* _WHAT IS NEEDED_:
Report back every line in the data that includes the string "following".
### RECORDS PROVIDED ###
PR #1391, opened 2023-09-13
Update get_wgkey.php

sujanphuyal:
Validate and sanitize the entity name to avoid OS Command Injection Vulnerability


billz:
Resolved by #1395

PR #1393, opened 2023-09-13
Refactors existing auth mechanism

billz:


billz:
Previous auth method relied on admin credentials stored in `raspap.php` in project root. 
This encapsulates auth logic in a new class object for better reusability.

billz:
This turned out to be a good opportunity to streamline things with a PSR-4 compliant class autoloader. Rather than explicitly require various includes, these are now autoloaded from `src/RaspAP/Package/Class` using namespaces.

Also fixed various php warnings and minor annoyances.

PR #1443, opened 2023-11-04
Refactor ISO countries + create IW parsing class

billz:


billz:
This PR substantially changes how RaspAP interacts with [wireless-regdb](https://wireless.wiki.kernel.org/en/developers/Regulatory/wireless-regdb), the regulatory database used by the Linux kernel.

RaspAP's internal wireless.json is retired in favor of an IwParser class that leverages `iw` and  the`hostapd` source code. Available frequencies (channels) now follow the regulatory data for a given country as determined by the Linux kernel.

Frequencies with the following regulatory restrictions are excluded:
   * (no IR): the AP won't Initiate Radiation until a DFS scan (or similar) is complete on these bands.
   * (radar detection): the specified channels are shared with radar equipment.
   * (disabled): self-explanatory.

Per the [hostapd source](https://w1.fi/cgit/hostap/tree/src/common/hw_features_common.c), for frequencies > 5500 MHz only the following channels are allowed:
`100 108 116 124 132 140 149 157 184 192`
###
* _RESPONSE AREA_:
Frequencies with the following regulatory restrictions are excluded:
Per the [hostapd source](https://w1.fi/cgit/hostap/tree/src/common/hw_features_common.c), for frequencies > 5500 MHz only the following channels are allowed:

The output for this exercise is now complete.